UK Gene Therapy Shows Promise for Children with Hunter Syndrome
A novel gene therapy,developed by researchers in Manchester,UK,is offering cautious optimism for children battling Hunter syndrome,a devastating inherited disorder. The first patient, three-year-old Oliver Chu from California, received the treatment nine months ago as part of a clinical trial conducted at the Manchester Center for Genomic medicine (MCGM) at Saint Mary’s hospital and Royal Manchester Children’s Hospital.
Hunter syndrome stems from a faulty gene that prevents the body from producing an enzyme crucial for breaking down complex sugar molecules. These accumulating molecules lead to a range of severe symptoms, including joint stiffness, hearing loss, heart problems, and progressive cognitive decline, ultimately impacting life expectancy to typically 10-20 years.
Currently, the only approved treatment, Elaprase, is a costly weekly infusion - priced around £375,000 per patient for life – that replaces the missing enzyme. Though, Elaprase doesn’t reach the brain, leaving cognitive decline unchecked.
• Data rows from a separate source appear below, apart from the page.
PR #522, opened 2025-05-15
Curveplanar jacobian fix

akaptano:
This PR fixes two issues with the CurvePlanarFourier class:
1. The C++ jacobian calculation was incorrect, and now fixed. This is very stringently tested in upcoming PR with force/torque jacobian checks. 
2. The Python and C++ initializations asked for nfp and stellsym parameters, but these parameters were not used in the actual definition of the curve. So they are removed, and wherever CurvePlanarFourier is tested, the initialization call needs to change from CurvePlanarFourier(numquadpoints, order, nfp, stellsym) to just CurvePlanarFourier(numquadpoints, order)

### DIFF
--- a/src/simsopt/geo/curveplanarfourier.py
+++ b/src/simsopt/geo/curveplanarfourier.py
@@ -1,18 +1,20 @@
 import numpy as np
-
+import jax.numpy as jnp
+from itertools import chain
 import simsoptpp as sopp
-from .curve import Curve
+from .curve import Curve, JaxCurve
 
-__all__ = ['CurvePlanarFourier']
+__all__ = ['CurvePlanarFourier', 'JaxCurvePlanarFourier']
 
 
 class CurvePlanarFourier(sopp.CurvePlanarFourier, Curve):
     r"""
     ``CurvePlanarFourier`` is a curve that is restricted to lie in a plane. The
     shape of the curve within the plane is represented by a Fourier series in
-    polar coordinates. The resulting planar curve is then rotated in three
-    dimensions using a quaternion, and finally a translation is applied. The
-    Fourier series in polar coordinates is
+    polar coordinates centered at the center of curve. 
+    The resulting planar curve is then rotated in three
+    dimensions using a quaternion, and finally a translation is applied by the center point
+    (X, Y, Z). The Fourier series in polar coordinates is
 
     .. math::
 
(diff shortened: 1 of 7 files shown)


landreman (approved):

akaptano:
> I have run into two bugs when testing the CurvePlanarFourier class. I know these are not your bugs, but I figure since we are fixing the bugs now, we should get them all!
> 
> 1. Initializing the class with `order=0` prevents other methods, such as `gamma()` from being called. An `order=0` curve should just be a circle. I think the problem is that [the loop](https://github.com/hiddenSymmetries/simsopt/blob/f30f74bcf6afccda208b16d62cd5b87d2bf73fb8/src/simsoptpp/curveplanarfourier.cpp#L29) in the `gamma` function starts at 1. The `gammadash` functions etc would also need to be corrected. Let me know if you want a second hand on the edits.
> 2. The dof names are not labeled correctly because the class is not initialized with a dof names. The dofs are currently named `x0, x1, x2, ...`.  [The initialization of the class](https://github.com/hiddenSymmetries/simsopt/blob/f30f74bcf6afccda208b16d62cd5b87d2bf73fb8/src/simsopt/geo/curveplanarfourier.py#L58) should use the `names` argument, i.e.
> 
> ```
> Curve.__init__(self, external_dof_setter=CurvePlanarFourier.set_dofs_impl,
>                            x0=self.get_dofs(), names=names)
> ```

Misha can you clarify your issue in (1)? I have not seen an issue with order=0 before and have used this pretty extensively. You are right that in the loop, the gamma function starts at order = 1, but the order = 0 case is handled right before the for loop. Secondly there is already a make_names function for (2) in this branch, fixing this problem.

mishapadidar:
You know, just ignore point 1. I think I made a mistake. Adressind item 2 would be nice though

akaptano:
> You know, just ignore point 1. I think I made a mistake. Adressind item 2 would be nice though

Great, yes this is fixed!

tests/geo/test_curve.py
```diff
@@ -802,5 +802,69 @@ def test_curverzfourier_dofnames(self):
...
+        # Test that the _make_names function returns the correct dof names for a given order
+        order = 3
+        expected_names = [
+            'rc(0)', 'rc(1)', 'rc(2)', 'rc(3)',
+            'rs(1)', 'rs(2)', 'rs(3)',
+            'q0', 'qi', 'qj', 'qk',
+            'X', 'Y', 'Z'
+        ]
+        curve = CurvePlanarFourier(32, order)
+        self.assertEqual(curve._make_names(order), expected_names)
```
mishapadidar, line 815: could we have an error message for this test?

tests/geo/test_curve.py
```diff
@@ -802,5 +802,69 @@ def test_curverzfourier_dofnames(self):
...
+
+        # repeat test with order 0
+        order = 0
+        expected_names = [
+            'rc(0)',
+            'q0', 'qi', 'qj', 'qk',
+            'X', 'Y', 'Z'
+        ]
+        curve = CurvePlanarFourier(32, order)
+        self.assertEqual(curve._make_names(order), expected_names)
```
mishapadidar, line 846: same here?

src/simsopt/geo/curveplanarfourier.py
```diff
@@ -10,9 +9,10 @@ class CurvePlanarFourier(sopp.CurvePlanarFourier, Curve):
     r"""
     ``CurvePlanarFourier`` is a curve that is restricted to lie in a plane. The
     shape of the curve within the plane is represented by a Fourier series in
-    polar coordinates. The resulting planar curve is then rotated in three
-    dimensions using a quaternion, and finally a translation is applied. The
-    Fourier series in polar coordinates is
+    polar coordinates centered at the center of curve. 
+    The resulting planar curve is then rotated in three
+    dimensions using a quaternion, and finally a translation is applied by the center point
+    (X, Y, Z). The Fourier series in polar coordinates is
```
mishapadidar, line 15: nit: use `(X, Y, Z)`

src/simsoptpp/curveplanarfourier.h
```diff
@@ -8,7 +8,7 @@ class CurvePlanarFourier : public Curve<Array> {
         CurvePlanarFourier is a curve that is restricted to lie in a plane. In
         the plane, the curve is represented using a Fourier series in plane polar coordinates:
 
-           r(phi) = \sum_{n=0}^{order} x_{c,n}cos(n*nfp*phi) + \sum_{n=1}^order x_{s,n}sin(n*nfp*phi)
+           r(phi) = \sum_{n=0}^{order} x_{c,n}cos(n*phi) + \sum_{n=1}^order x_{s,n}sin(n*phi)
```
mishapadidar, line 11: should we make this notation match the docstring, i.e. `r(\phi) = \sum_{m=0}^{\text{order}} r_{c,m}\cos(m \phi) + \sum_{m=1}^{\text{order}} r_{s,m}\sin(m \phi).`

mishapadidar (commented):
looking pretty good. Just minor comments, then i think its ready to go.

src/simsopt/geo/curveplanarfourier.py
akaptano: What do you mean? (X, Y, Z) is what is says above

akaptano:
Last call -- is this ready to merge? I will merge the current version of master in right now to ease things.

landreman (approved):

PR #530, opened 2025-06-02
ToroidalTransitStoppingCriterion: changed max_transits to double

landreman:
I've sometimes wanted to follow field lines for a number of toroidal transits that is not an integer, for field lines that are periodic in the (R,Z) plane after a number of field periods different from nfp. This isn't possible now with ToroidalTransitStoppingCriterion because the max_transits argument has type int. In this tiny PR I just change the type to double to enable this functionality.

Users who have been using the argument type `int` should notice no differences. For test coverage, I just randomly picked two of the tests that used ToroidalTransitStoppingCriterion and changed the argument from int to float. In other tests the argument remains an int, so both types are covered.


smiet (approved):
Looks good! Thanks for this contribution, I was wanting the same thing!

The experimental one-time therapy involves collecting stem cells from the patient’s blood, correcting the faulty gene with a functional copy, and then re-infusing the modified cells back into the bloodstream. These corrected cells then begin producing the necessary enzyme, crucially, reaching the brain.
Following the therapy in February, Oliver no longer requires weekly Elaprase infusions, a significant indicator of the treatment’s potential success. Prof Simon Jones, consultant in paediatric inherited metabolic disease at MCGM, emphasized the need for continued observation: ”Things look really hopeful right now, but Ollie was the first human to receive this therapy and it’s only been nine months out… We have four more boys scheduled in and we will need to prove the benefit is long-lasting.”
Oliver’s father, Ricky Chu, shared encouraging observations with the BBC, noting dramatic improvements in his son’s speech, agility, and cognitive progress. ”His life is no longer dominated by needles and hospital visits,” he stated.
The trial includes five boys from the US, Europe, and Australia. The researchers hope the therapy may also benefit oliver’s older brother, Skyler, who also has Hunter syndrome, though the therapy cannot reverse existing damage. Skyler, at five years old, currently shows limited effects of the condition.
Hunter syndrome is exceptionally rare, affecting approximately one in 100,000 males globally. Researchers highlight the importance of early diagnosis, noting that newborn screening – standard in the US – is crucial for identifying patients eligible for treatment. The team is also exploring the request of this gene therapy approach to other genetic disorders impacting vital enzymes,including Hurler syndrome and Sanfilippo syndrome.